Example 4. The method 800, 1300 of example 3, wherein the first frame 705, the second frame 705, and the third frame 705 are the same, and wherein the first wide-view image 403, the second wide-view image 403, and the third wide-view image 403 are different.

Example 5. The method 800, 1300 of example 3, wherein: imposing the degree of distortion-correction 508 to the first face-portion 309 and imposing the degree of deformation-reduction 1050 to the first face-portion 309 comprise fetching values from a first lookup table; imposing the degree of distortion-correction 508 on the second face-portion 309 and imposing the degree of deformation-reduction 1050 on the second face-portion 309 comprise fetching values from a second lookup table; imposing the degree of distortion-correction 508 on the third face-portion 309 and imposing the degree of deformation-reduction 1050 on the third face-portion 309 comprise fetching values from a third lookup table, and wherein some values in the first lookup table are based on extrapolation of some values in the third lookup table and some values in the first lookup table are based on interpolation of some values in the second lookup table.

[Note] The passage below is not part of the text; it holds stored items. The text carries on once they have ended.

PR #1309, opened 2021-04-13
RD-2033 Add images for Deployments View widgets

Gelio:
This PR adds images for both variants of the Deployments View widget


qooban (approved):

qooban (commented):
Consider using https://compresspng.com/ it can reduce the size of the image.

Gelio:
Yeah, good point. I didn't think of that :slightly_smiling_face:  I'll do that :smile:

qooban (approved):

Example 6. The method 800, 1300 of example 1, wherein the central region 301 of the first wide-view image 403 has a radius of 700 pixels centered in the first wide-view image 403.

Example 7. The method 800, 1300 of example 1, wherein the dimension of the first face-portion 309 is a width and the predetermined threshold is 250 pixels.

Example 8. The method 800, 1300 of example 1, further comprising capturing image data corresponding to the first frame 705 using a wide-angle lens.

Example 9. The method 800, 1300 of example 1, wherein capturing image data corresponding to the first frame 705 using an image sensor with a field of view greater than one hundred and fifty-nine degrees, and less than one hundred and eighty degrees.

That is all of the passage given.